The IPCC has been attacked by climate-change denialists as alarmist and wrong because of several minor errors in its 2007 Fourth Assessment Report. Addressing these did not, however, change the report’s overall conclusions. In fact, because the IPCC operates on the basis of consensus, its conclusions are quite conservative, and its reports lag years behind the latest scientific developments. The IPCC represents the lowest common denominator of fully accepted conclusions from the scientific mainstream.

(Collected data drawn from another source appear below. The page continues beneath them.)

PR #421, opened 2020-03-20
Handle the case when value has newlines

CyberDem0n:
* `printenv -0` outputs env with null byte as delimiter
* `tr` removes all newlines
* `sed` replaces null bytes with newlines


sdudoladov:
:+1:

CyberDem0n:
:+1:

PR #830, opened 2023-01-28
CDP multi-arch image build

hughcapet:
Build multi-arch image and push it to Zalando Container Registry on every commit to master


hughcapet:
@mmoscher it is for internal use only. OS will still be published in ghcr :)

mmoscher:
> @mmoscher it is for internal use only. OS version will still be published in ghcr :)

@hughcapet ok, good to know 😃! but also cool to see that you now have a multi-arch registry internally

FxKu:
:+1:

hughcapet:
👍

PR #842, opened 2023-02-10
Use relevant params in pgqd ini file

hughcapet:
Seems, config file didn't set anything for a long time (if ever did).

### DIFF
--- a/postgres-appliance/pgq_ticker.ini
+++ b/postgres-appliance/pgq_ticker.ini
@@ -1,9 +1,7 @@
 [pgqd]
-job_name = ticker
 initial_database = postgres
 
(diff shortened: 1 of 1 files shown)


mblsf:
I think the new parameters logfile and pidfile are also mandatory

hughcapet:
@mblsf as far as I see, `pidfile` is only required for daemonizing. But I think `logfile` is worth using together with `pgqd -q` in order to avoid mixing up pgqd and Patroni output in container logs, thanks for pointing to it.

sdudoladov:
:+1:

hughcapet:
👍

PR #901, opened 2023-08-15
Don't reset defaults in the pgq_ticker.ini

hughcapet:
As we had pgq daemon using the defaults for a long time, let's avoid an unexpected change of behaviour in pgq processing


hughcapet:
👍

PR #794, opened 2022-10-21
PostgreSQL 15 & Ubuntu 22.04

hughcapet:
- Add PostgreSQL 15 support*
- Remove PostgreSQL 9.6
- Use Ubuntu 22.04 as a base image
- Refactor Dockerfile

The following extensions are currently not available for PG15:
- timescaledb
- pllua

PR #908, opened 2023-08-28
Skip relinking files for `PGVERSION`

owenthereal:
https://github.com/zalando/spilo/pull/794 adds support for pg 15 & ubuntu 22.04. But when [PGVERSION](https://github.com/zalando/spilo/blob/master/postgres-appliance/Dockerfile#L2C5-L2C14) is set to non-15 (e.g. `PGVERSION=14`), we got the following error

```
148.2 base.sh: line 284: cd: /usr/share/postgresql/14/contrib/postgis-3.3: No such file or directory
```

This is because the relinking of the file is hard-coded to `15` while it should be the value of `PGVESION`. A real word use case can be referred to [here](https://github.com/hydradatabase/hydra/blob/015107327a061f621fed388f2cc12107df450f8b/Dockerfile.spilo#L25) where `POSTGRES_BASE_VERSION=14`.


owenthereal:
cc: @hughcapet @sdudoladov

hughcapet:
can you please double-check that your problem is solved in the current master branch state?

PR #915, opened 2023-09-05
allow to use application name for upgrade

sylvainOL:
Instead of using replica IP address, allow to use replica name in case IP address is not reliable (like when using a service mesh). 

This trigger is controller by using an environment variable (`USE_APPLICATION_NAME_IN_UPGRADE`) and default behavior is the previous one.

closes zalando/postgres-operator#1629


sylvainOL:
Hello @hughcapet, is there any chances to review it?

Thanks!

sylvainOL:
Hello @jopadi @idanovinda @hughcapet @Jan-M @sdudoladov,

Can you tell me what you think of this PR?

it would help a lot when postgres is used on top of service mesh such as istio

thanks!

Jan-M:
why not query both fields, and then try depending on env var to use the application name or fall back to ip. i am not such a big fan of templating those parts of sql queries.

Jan-M:
But yes, we will keep an eye on this, if this helps in service mesh world we should help you.

sylvainOL:
Hello @Jan-M,

first thanks for quick reply!


> why not query both fields, and then try depending on env var to use the application name or fall back to ip. i am not such a big fan of templating those parts of sql queries.

I'm not (at all) an expert of SQL (and SQL in python) ^_^ so I did the best I could :)

I'm not sure on how to retrieve the values after the requests:

I should propose something like this and it would work?:

```python
        streaming = {a: l for a, l in self.postgresql.query(
            ("SELECT client_addr, application_name, pg_catalog.pg_{0}_{1}_diff(pg_catalog.pg_current_{0}_{1}(),"
             " COALESCE(replay_{1}, '0/0'))::bigint FROM pg_catalog.pg_stat_replication")
            .format(self.postgresql.wal_name, self.postgresql.lsn_name))}

        def ensure_replica_state(member):
            ip = member.conn_kwargs().get('host')
            lag = streaming.get(ip)
            if os.getenv('USE_APPLICATION_NAME_IN_UPGRADE'):
                lag = streaming.get(member.name)
            if lag is None:
                return logger.error('Member %s is not streaming from the primary', member.name)
```

sylvainOL:
hi @Jan-M,

I tried to apply your comment on the PR :)

greyt75:
Another issue we are seeing with istio is that when the COPY TO PROGRAM is executed for rsync it is sending the the istio 127.0.0.6 ip for PRIMARY_IP

postgres-appliance/major_upgrade/inplace_upgrade.py
```diff
@@ -172,13 +172,15 @@ def ensure_replicas_state(self, cluster):
         """
         self.replica_connections = {}
         streaming = {a: l for a, l in self.postgresql.query(
-            ("SELECT client_addr, pg_catalog.pg_{0}_{1}_diff(pg_catalog.pg_current_{0}_{1}(),"
+            ("SELECT client_addr, application_name, pg_catalog.pg_{0}_{1}_diff(pg_catalog.pg_current_{0}_{1}(),"
```
middagj, line 175: This does not work. The result it put in a dictionary, so it expects to unpack two elements, not three. You need to select either `client_addr` or `application_name`.

postgres-appliance/major_upgrade/inplace_upgrade.py
```diff
@@ -172,13 +172,15 @@ def ensure_replicas_state(self, cluster):
...
              " COALESCE(replay_{1}, '0/0'))::bigint FROM pg_catalog.pg_stat_replication")
             .format(self.postgresql.wal_name, self.postgresql.lsn_name))}
 
         def ensure_replica_state(member):
             ip = member.conn_kwargs().get('host')
             lag = streaming.get(ip)
```
middagj, line 181: This should be in the else of the next if.

middagj (changes requested):

alfsch:
Any progress here? Are you needing some help for this issue?

seekermarcel:
since @sylvainOL seems to be unreachable i took over his changes

sylvainOL:
Hello,
sorry I didn't saw the new comments. I'm not using zalando operator anynore so please @seekermarcel take over

sorry for that

PR #916, opened 2023-09-06
Fix tests cleanup script

idanovinda:
* fix AND operation in docker container filter
* fix the ENV var name used in the filter


postgres-appliance/tests/test_spilo.sh
```diff
@@ -12,7 +12,7 @@ readonly TIMEOUT=120
 
 function cleanup() {
     stop_containers
-    docker ps -q --filter "ancestor=${SPILO_IMAGE},name=${PREFIX}" | xargs docker rm -f
+    docker ps -q --filter="ancestor=${SPILO_TEST_IMAGE}" --filter="name=${PREFIX}" | xargs docker rm -f
```
hughcapet, line 15: maybe we add a comment this does not remove the minio container?:)

PR #918, opened 2023-09-07
Setup default image when cleaning up containers

idanovinda:
* add default image to delete when SPILO_TEST_IMAGE var is unset
* extend readme


hughcapet:
👍

idanovinda:
👍

PR #919, opened 2023-09-07
Enable build and push of dev-16 branch

idanovinda:
* update delivery.yaml to build and push when there is push in dev-16 branch


hughcapet:
Maybe, to be on the safe side, we can also comment tagging out here?

hughcapet:
👍

idanovinda:
👍

PR #921, opened 2023-09-12
Multiarch ppc64le support

sumitd2:
*The multiarch image build has been performed successfully (locally) in an Intel Ubuntu 22.04 container.
*A recent version of the Spilo image has been tested on a production ppc64le Openshift cluster.


hughcapet:
we will not be able to test ppc64le internally, which means we can not take responsibility for the image built for every release (i.e. we will not include this now)

gerrith3:
What would you need to be able to support this?  We enable packages like these for Power because we have many customers who run either a package like this directly, or as a dependency of another package.  We would like to help either with the testing directly, helping to set up a CI environment, or any other method that you might find acceptable.

PR #930, opened 2023-10-03
Update /usr/bin/env to python3 (python not found).

rocket357:
A few of the python scripts in postgres-appliance and spilo_cmd contain "#!/usr/bin/env python" and a few contain "#!/usr/bin/env python3".  I noticed cloning (via /scripts/clone_with_wale.py) fails silently, so investigating further showed "/usr/bin/env: ‘python’: No such file or directory" when run with appropriate envdir.

I suspect these should be updated to explicitly select python3, and quick testing shows that resolves the issue (scripts provide usage information instead of the above "No such file or directory" error).

### DIFF
--- a/postgres-appliance/bootstrap/clone_with_basebackup.py
+++ b/postgres-appliance/bootstrap/clone_with_basebackup.py
@@ -1,4 +1,4 @@
-#!/usr/bin/env python
+#!/usr/bin/env python3
 
 import argparse
 import logging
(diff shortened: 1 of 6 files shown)


rocket357:
This appears to be a non-issue for automated runs (the clone issue I was hitting was unrelated, and only while manually running the clone_with_wale.py script does the above issue hit) because the scripts themselves are called with python3 (via configure_spilo.py, which is correctly using python3).

It may make sense to merge this if testing the scripts (i.e. clone_with_wale.py) manually is expected, but I suspect that isn't the case?

I'll leave that up to you guys to decide the relevance of this PR.

PR #933, opened 2023-10-05
Refactor tests

hughcapet:
- wait_all_streaming/wait_zero_lag with configurable replica count
- create table with oids using special func, not in the initial schema
- add pg_repack extension to the initial schema
- separate func for creating timescaledb objects
- set WALE_BACKUP_THRESHOLD_PERCENTAGE to a higher value to ensure wal-e replica bootsrap method in test suite 5
- single verify_clone_upgrade func
- adjust comments and formatting
- ensure test suite 4 actually restores latest backup from PG10 and then upgrades


idanovinda:
👍

hughcapet:
👍

PR #145, opened 2018-03-23
Avoid Tilt warning about :disable_escape option

nerdinand:
For HAML templates, this warning is shown for for each loaded template, which is noisy and annoying:
`Haml::TempleEngine: Option :disable_escape is invalid`

Another solution would be to only pass this option if we're dealing with a Slim template...

### DIFF
--- a/lib/hanami/view/template.rb
+++ b/lib/hanami/view/template.rb
@@ -7,11 +7,9 @@ module Hanami
     # @since 0.1.0
     class Template
       def initialize(template, encoding = Encoding::UTF_8)
-        default_options = {default_encoding: encoding}
+        options = {default_encoding: encoding}
 
-        options = default_options
-
-        if Tilt[template] != Tilt::HamlTemplate
+        if File.extname(template) == '.slim'
           # NOTE disable_escape: true is for Slim compatibility
           # See https://github.com/hanami/assets/issues/36
           options.merge!(disable_escape: true)
--- a/lib/hanami/view/template.rb
+++ b/lib/hanami/view/template.rb
@@ -7,9 +7,17 @@ module Hanami
     # @since 0.1.0
     class Template
       def initialize(template, encoding = Encoding::UTF_8)
-        # NOTE disable_escape: true is for Slim compatibility
-        # See https://github.com/hanami/assets/issues/36
-        @_template = Tilt.new(template, nil, default_encoding: encoding, disable_escape: true)
+        default_options = {default_encoding: encoding}
+
+        options = default_options
+
+        if Tilt[template] != Tilt::HamlTemplate
+          # NOTE disable_escape: true is for Slim compatibility
+          # See https://github.com/hanami/assets/issues/36
+          options.merge!(disable_escape: true)
+        end
+
+        @_template = Tilt.new(template, nil, options)
       end
 
       # Returns the format that the template handles.
--- a/spec/support/fixtures/templates/hello_world.html.slim
+++ b/spec/support/fixtures/templates/hello_world.html.slim
@@ -1,0 +1,1 @@
+h1 Hello, World!
--- a/spec/unit/hanami/view/template_spec.rb
+++ b/spec/unit/hanami/view/template_spec.rb
@@ -22,7 +22,7 @@ RSpec.describe Hanami::View::Template do
       end
 
       it 'sets :disable_escape to true with non-haml templates' do
-        template = Hanami::View::Template.new("#{TEMPLATE_ROOT_DIRECTORY}/hello_world.html.erb",)
+        template = Hanami::View::Template.new("#{TEMPLATE_ROOT_DIRECTORY}/hello_world.html.slim")
         expect(template.instance_variable_get(:@_template).__send__(:options)[:disable_escape]).to eq(true)
       end
     end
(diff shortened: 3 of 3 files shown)


davydovanton:
and maybe some specs?

lib/hanami/view/template.rb
```diff
@@ -7,9 +7,17 @@ module View
     # @since 0.1.0
     class Template
       def initialize(template, encoding = Encoding::UTF_8)
-        # NOTE disable_escape: true is for Slim compatibility
-        # See https://github.com/hanami/assets/issues/36
-        @_template = Tilt.new(template, nil, default_encoding: encoding, disable_escape: true)
+        default_options = {default_encoding: encoding}
+
+        options = default_options
```
jodosha: @nerdinand Why is this needed?

lib/hanami/view/template.rb
```diff
@@ -7,9 +7,17 @@ module View
...
+
+        if Tilt[template] != Tilt::HamlTemplate
```
jodosha: This is conceptually wrong: why all the other templates need that `disable_escape` option if it's only for Slim?
Shouldn't it be `if Tilt[template] == Slim::Template`?

jodosha: This will trigger Tilt autoloading of the `HamlTemplate` class, which requires `haml` gem. For applications that don't bundle that gem that will cause a crash.

**With this branch checked out, from a separated directory try to do this:**

```shell
$ pwd
/Users/luca/Desktop/test

$ cat Gemfile
source "https://rubygems.org"

gem "hanami-view", path: "/Users/luca/Code/hanami/view"
```

Then start an IRB session:

```ruby
irb(main):001:0> require "hanami/view"
=> true
irb(main):002:0> Hanami::View::Template.new("index.html.erb")
Traceback (most recent call last):
       16: from /Users/luca/.rubies/ruby-2.5.0/lib/ruby/site_ruby/2.5.0/bundler/vendor/thor/lib/thor/base.rb:466:in `start'
       15: from /Users/luca/.rubies/ruby-2.5.0/lib/ruby/site_ruby/2.5.0/bundler/cli.rb:27:in `dispatch'
       14: from /Users/luca/.rubies/ruby-2.5.0/lib/ruby/site_ruby/2.5.0/bundler/vendor/thor/lib/thor.rb:387:in `dispatch'
       13: from /Users/luca/.rubies/ruby-2.5.0/lib/ruby/site_ruby/2.5.0/bundler/vendor/thor/lib/thor/invocation.rb:126:in `invoke_command'
       12: from /Users/luca/.rubies/ruby-2.5.0/lib/ruby/site_ruby/2.5.0/bundler/vendor/thor/lib/thor/command.rb:27:in `run'
       11: from /Users/luca/.rubies/ruby-2.5.0/lib/ruby/site_ruby/2.5.0/bundler/cli.rb:424:in `exec'
       10: from /Users/luca/.rubies/ruby-2.5.0/lib/ruby/site_ruby/2.5.0/bundler/cli/exec.rb:28:in `run'
        9: from /Users/luca/.rubies/ruby-2.5.0/lib/ruby/site_ruby/2.5.0/bundler/cli/exec.rb:75:in `kernel_load'
        8: from /Users/luca/.rubies/ruby-2.5.0/lib/ruby/site_ruby/2.5.0/bundler/cli/exec.rb:75:in `load'
        7: from /Users/luca/.rubies/ruby-2.5.0/bin/irb:11:in `<top (required)>'
        6: from (irb):2
        5: from (irb):2:in `new'
        4: from /Users/luca/Code/hanami/view/lib/hanami/view/template.rb:14:in `initialize'
        3: from /Users/luca/Code/hanami/view/lib/hanami/view/template.rb:14:in `require'
        2: from /Users/luca/.gem/ruby/2.5.0/gems/tilt-2.0.8/lib/tilt/haml.rb:2:in `<top (required)>'
        1: from /Users/luca/.gem/ruby/2.5.0/gems/tilt-2.0.8/lib/tilt/haml.rb:2:in `require'
LoadError (cannot load such file -- haml)
```

nerdinand: Right, that's another possibility. I just wanted to keep it as close to what we had before as possible...

nerdinand: Right. Won't we have the same problem with `if Tilt[template] == Slim::Template`? Is slim different?

lib/hanami/view/template.rb
nerdinand: I just wanted to make the distinction clearer that the `default_encoding` option is always being passed.

lib/hanami/view/template.rb
jodosha: Yes we would have the same problem, but this is a different perspective from previous comment. The first one is only about boolean logic, this one is a blocker because it would crash apps.

So `if Tilt[template] == Slim::Template` is **NOT** a viable solution.

nerdinand: @jodosha what do you suggest then? Should we do something like `if File.basename(template).include? '.slim'`? Looking at the slim code I see nothing more elegant than that...

nerdinand: @jodosha that would only look at the last extension, I guess that's fine in this case...

nerdinand:
@jodosha is it ok like this?

PR #146, opened 2018-04-09
Ensure to safely use partial locals that can't be duplicated

### LINKED ISSUE #139: About partial template and local overwrite

jodosha:
With #140 we introduced deep duplication of locals to fix #139.

But objects that can't be duplicated (e.g. `ROM::Relation::Composite`, aka `ROM::Repository::RelationProxy`), will raise a `NoMethodError`.

Here's a typical scenario:

```ruby
class ContributorRepository < Hanami::Repository
  def listing
    contributors.order { commits_count.desc }
  end
end
```

```ruby
module Web::Controllers::Home
  class Index
    include Web::Action
    expose :contributors

    def call(*)
      @contributors = ContributorRepository.new.listing
    end
  end
end
```

That `contributors` exposure can't be duped, and it raises an error.

### DIFF
--- a/lib/hanami/view/rendering/layout_scope.rb
+++ b/lib/hanami/view/rendering/layout_scope.rb
@@ -126,7 +126,7 @@ module Hanami
         #
         # @since 0.1.0
         def locals
-          Utils::Hash.deep_dup(@locals || @scope.locals)
+          (@locals || @scope.locals).dup
         end
 
         # It tries to invoke a method for the view or a local for the given key.
--- a/lib/hanami/view/rendering/options.rb
+++ b/lib/hanami/view/rendering/options.rb
@@ -1,7 +1,5 @@
 # frozen_string_literal: true
 
-require "hanami/utils/hash"
-
 module Hanami
   module View
     module Rendering
@@ -13,7 +11,7 @@ module Hanami
         # @since 1.1.1
         # @api private
         def self.build(options, locals, format)
-          Utils::Hash.deep_dup(options).tap do |opts|
+          options.dup.tap do |opts|
             opts[:format] = format
             opts[:locals] = locals
             opts[:locals].merge!(options.fetch(:locals) { ::Hash.new }).merge!(format: format)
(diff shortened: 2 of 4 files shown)


jodosha:
@cveneziani Hi, would you mind to check if this patch doesn't break your app? TYVM.

AlfonsoUceda:
@jodosha good catch 👍 have you checked this branch in a hanami branch? just to check the CI.

jodosha:
@AlfonsoUceda I personally ran into this problem, while updating `jodosha/hall_of_fame` to the the latest rc2.

With this branch, the app doesn't crash anymore.

jodosha:
I have to merge this without @cveneziani confirmation, but only with mine.
This PR is blocking my work of 1.2.0 release 😢

cveneziani:
Hello, sorry for the late reply. I've tested all the use cases that I could remember and it's working fine.

jodosha:
@cveneziani No need to be sorry at all. It's me that this time was in a hurry. I'm actually sorry.
Glad that it worked. 😄

cveneziani:
Hehe no worries then :)

Issue #151, opened 2018-08-22
raw view helper does not work


papile:
In the docs there is reference to the view helper `#raw` to prevent HTML escaping on contents in the view. Using this in a view results in it being delegated to `method_missing` which only takes one parameter, the method in views/render.rb. This results in an argument error 2 for 1. Upon looking at the specs I see `_raw` which when used in the view works as expected.

I am not sure if it is that the docs are wrong, or if `raw` should be picked up in the DSL and mapped to `_raw`

Documentation that I am referring to: http://hanamirb.org/guides/1.2/views/mime-types/#view-for-specific-format [](url) I am using Hanami 1.2, Ruby 2.5.1

papile:
`module Api::Views::Items
  class Show
    include Api::View

    def render
      #broken "wrong number of arguments (given 2, expected 1)"
      raw 'hello'
      #works
      _raw 'hello'
    end
  end
end`

I have updated the docs and can submit a PR if it is supposed to be `_raw` I just am new to this project and didn't know the intention.

jodosha:
@papile Are you using `hanami-view` in isolation? If so, please note that `#raw` it isn't defined in this gem, but `#_raw` is.

---

`#raw` is a method from `hanami-helpers`, so it's available in the view context only if you use `hanami`.

Please double check that `apps/api/application.rb` has the following lines:

```ruby
view.prepare do
  include Hanami::Helpers
end
```

If I comment it, then I'm able to reproduce the problem.

papile:
Yes I was using it in Hanami. My `application.rb` has the include helpers block. I am not sure what the difference is between my app and the simple bookshelf one. So I suppose my view did not have the helpers included for some reason despite it having included `Api::Views` and having the helpers included in application.

One thing I've noticed with Hanami is with the large amount of metaprogramming, strange things happen sometimes depending on naming, sequence and context.  Also if you get something slightly wrong, you get errors and behaviors that are hard to debug with blocks being instance/class eval'ed in dynamically generated classes. So it working in `Bookshelf` indicates there is something happening in my app specifically but as a bug reporter I have to now find out what it is :)

jodosha:
@papile You can also do `Api::Views::Items::Show.included_modules` to check if `Hanami::Helpers` is included.

PR #155, opened 2018-09-20
Ensure to raise NoMethodError when a missing error with arity > 0 is used

jodosha:
While trying to reproduce https://github.com/hanami/view/issues/151 I discovered a problem.

If we reference a missing method with arity > 0, then `Hanami::View::Rendering#method_missing` crashes because the signature is: `method_missing(m)`. To override this Ruby method, we should accept any argument.

It ended up to raise an error like this:

```ruby
ArgumentError at 
wrong number of arguments (given 2, expected 1)
```

When we use an unknown method it should raise `NoMethodError` instead.
This PR addresses the problem.


AlfonsoUceda:
LGTM @jodosha 👍

Issue #153, opened 2018-08-28
Undefined method `locals'


steakknife:
Maybe I'm holding it wrong, but it looks like an API changed or something didn't load properly. Suggestions or is this a bug?

### MCE

```
gem install hanami -v 1.2.0
gem install haml -v 5.0.4
hanami new Bookstore --database=postgres --test=rspec --template=haml
HANAMI_ENV=test bundle exec hanami db create
rake spec
```

### Output

```
Failures:

  1) Web::Views::ApplicationLayout contains application name
     Failure/Error: let(:rendered) { layout.render }

     NoMethodError:
       undefined method `locals' for #<Hanami::View::Template:0x00007fd3ce6adfc0>
     # ~/.gem/ruby/2.5.1/gems/hanami-view-1.2.0/lib/hanami/view/rendering/layout_scope.rb:233:in `method_missing'
     # ~/.gem/ruby/2.5.1/gems/tilt-2.0.8/lib/tilt/haml.rb:23:in `evaluate'
     # ~/.gem/ruby/2.5.1/gems/tilt-2.0.8/lib/tilt/template.rb:109:in `render'
     # ~/.gem/ruby/2.5.1/gems/hanami-view-1.2.0/lib/hanami/view/template.rb:41:in `render'
     # ~/.gem/ruby/2.5.1/gems/hanami-view-1.2.0/lib/hanami/layout.rb:139:in `render'
     # ./spec/web/views/application_layout_spec.rb:5:in `block (2 levels) in <top (required)>'
     # ./spec/web/views/application_layout_spec.rb:9:in `block (2 levels) in <top (required)>'

Finished in 0.00574 seconds (files took 2.33 seconds to load)
1 example, 1 failure
```

### Versions

- macOS 10.13.6 (17G65)
- ruby 2.5.1
- gem 2.7.7

#### Gem Versions

haml (5.0.4)
haml-lint (0.999.999)
haml-rails (1.0.0)
haml_lint (0.28.0)
hanami (1.2.0)
hanami-assets (1.2.0)
hanami-cli (0.2.0)
hanami-controller (1.2.0)
hanami-helpers (1.2.2)
hanami-mailer (1.2.0)
hanami-model (1.2.0)
hanami-router (1.2.0)
hanami-utils (1.2.0)
hanami-validations (1.2.2)
hanami-view (1.2.0)
hanami-webconsole (0.1.0)
[...]

PR #156, opened 2018-10-03
Allow layout to be rendered directly for testing purposes

jodosha:
Until Hanami v1.2.0 we generate a wrong spec for layout unit tests.

```ruby
# spec/web/views/application_layout_spec.rb
require "spec_helper"

RSpec.describe Web::Views::ApplicationLayout, type: :view do
  let(:layout)   { Web::Views::ApplicationLayout.new(template, {}) }
  let(:rendered) { layout.render }
  let(:template) { Hanami::View::Template.new('apps/web/templates/application.html.haml') }

  it 'contains application name' do
    expect(rendered).to include('Web')
  end
end
```

If we look at the signature of `Hanami::Layout#initialize` we'll see it accept two arguments: `scope` and `rendered`.

The first must be a `Hanami::View::Rendering::Scope` instance. It's an internal object composed by `hanami-view`, that wraps the locals and the **format** to be rendered (e.g. `:html`).

The second argument is a string, and it's the result of the view rendering. E.g. a template is made of:

```erb
<p>Hello <%= name %>!</p>
```

Then the `rendered` value will be `<p>Hello Luca!</p>`.

---

Getting back to our generated code above, it **doesn't respect the signature** of `Hanami::Layout#initialize`. With ERB templates it **accidentally worked**, but for HAML, it didn't (see https://github.com/hanami/view/issues/153).

---

The purpose of this PR is to make `Hanami::Layout` ready to be unit tested properly with:

```ruby
rendered = ApplicationLayout.new({ format: :html }, "contents").render
```

On a subsequent PR, I'll fix the code generator for `hanami`.

---

Fixes https://github.com/hanami/view/issues/153

### DIFF
--- a/lib/hanami/layout.rb
+++ b/lib/hanami/layout.rb
@@ -2,6 +2,7 @@ require 'hanami/utils/class_attribute'
 require 'hanami/view/rendering/layout_registry'
 require 'hanami/view/rendering/layout_scope'
 require 'hanami/view/rendering/null_layout'
+require 'hanami/view/rendering/null_view'
 
 module Hanami
   # Layout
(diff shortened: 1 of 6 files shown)


AlfonsoUceda:
after talking some details with Luca, LGTM 👍

PR #163, opened 2019-09-25
Add support for passing blocks to LayoutScope#render (fixes #141)

### LINKED ISSUE #141: Partial templates that can yield
Hi,

I've had this requirement from time to time, I don't know if there is a specific name for it. I have a big chunk of HTML that I use on different pages, but I want to be able to customise something inside it. So I'm going to use small examples that aren't worth the trouble, but in practice it can be large templates, and the nesting makes sense. I'm using Slim:

```ruby
div.container
  = render partial: './my_partial' do
    | This is the content for my page #1
```

And the partial goes like this:
```ruby
nav
  a.nav-item
  a.nav-item
div.decoration
  = yield
```

This is currently not working.

I hacked into the code, changed two lines and now it works, cf 7ad6120ba9b26f50d6d36dc5ebff990e9e794700 . But I have no idea why it was not possible in the first place, so maybe it's not supposed to work this way. And I also don't know how to write a spec for that use case, so I'd like further input before doing any kind of pull request.

unleashy:
#141 got closed, but I really wanted this so I went ahead and implemented it. I'm afraid the specs aren't very up to par (there's only one and for some reason I feel like this is gonna be buggy) because I honestly couldn't understand how exactly they worked (like, why is the integration folder disabled?) so I would honestly like some input on this. Thanks!


unleashy:
Thank you :heart_decoration: [“Componentised” partials](https://evilmartians.com/chronicles/evil-front-part-1) are exactly the use case for this—I used them in Rails and it was great!

> Can you please explain why do you think the spec is buggy? We can try to reproduce real usage that you have in mind for your app, so a more realistic spec is better for the purpose.

I'm just afraid that it's not gonna test everything (since it's just one spec), but looking back I think it's fine. There's not much to go wrong here (hopefully).

> Integration specs aren't disabled, how do you run specs? The expected way to run the test suite is to use `script/ci` from this repo.

Ahh, I was using `bundle exec rake` :stuck_out_tongue_closed_eyes: I wasn’t aware of `script/ci`, sorry.

jodosha:
@unleashy Thank you! I'm gonna add more integration tests, inspired by @evilmartians articles.

PR #172, opened 2020-03-18
Add Hanami application integration

timriley:
This is a work-in-progress.


timriley:
App integration is now provided by `lib/extensions/view.rb` in hanami.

The IPCC has concluded that civilization’s dependence on burning fossil fuels has boosted atmospheric concentrations of carbon dioxide (CO2) from around 280 parts per million (ppm) before the Industrial Revolution to 390 ppm today. Analyses of ancient ice cores show 390 ppm to be the highest atmospheric concentration of CO2 during the last 10,000 years.2

Atmospheric CO2 functions like the glass in a greenhouse, allowing the sun’s heat in but preventing much of it from radiating back out to space. We need atmospheric CO2—without it, Earth would be an ice-cold, lifeless rock. However, over the last 150 years we have been loading the sky with far too much CO2‚ and the planet is heating up.

As the Pew Center on Global Climate Change explains, “The Earth’s average surface temperature has increased by 1.4°F (0.8°C) since the early years of the 20th century. The 11 warmest years on record (since 1850) have all occurred in the past 13 years. The five warmest years to date are 2005, 1998, 2002, 2003, 2007.”3

Less than 1°C warmer over a hundred years may not sound like much, but scientists believe it is enough to begin disrupting the climate system’s equilibrium. The negative-feedback loops that keep Earth’s climate stable are increasingly giving way to destabilizing positive-feedback loops, in which departures from the norm build on themselves instead of diminishing over time. The Greenlanad and Antarctic ice sheets—which reflect large amounts of solar radiation back into space and regulate the flow of ocean currents—are melting at rates much faster than climate scientists had predicted even a few years ago. The loss of reflective ice means more solar radiation is absorbed, and the world heats faster. Polar ice is melting rapidly, disgorging billions of gallons of fresh water, which alters the chemistry and currents of the oceans and, adding volume, threatens to raise sea levels by up to a meter over this century.4

The Social Challenge

Climate change is happening faster than initially predicted, and its impacts are already upon us in the form of more extreme weather events, desertification, ocean acidification, melting glaciers, and incrementally rising sea levels. The scientists who construct the computer models that analyze climate data believe that even if we stop dumping greenhouse gases into the atmosphere, CO2 levels are already so high that we are locked into a significant increase in global temperatures. Disruptive climate change is a certainty even if we make the economic shift away from fossil fuels.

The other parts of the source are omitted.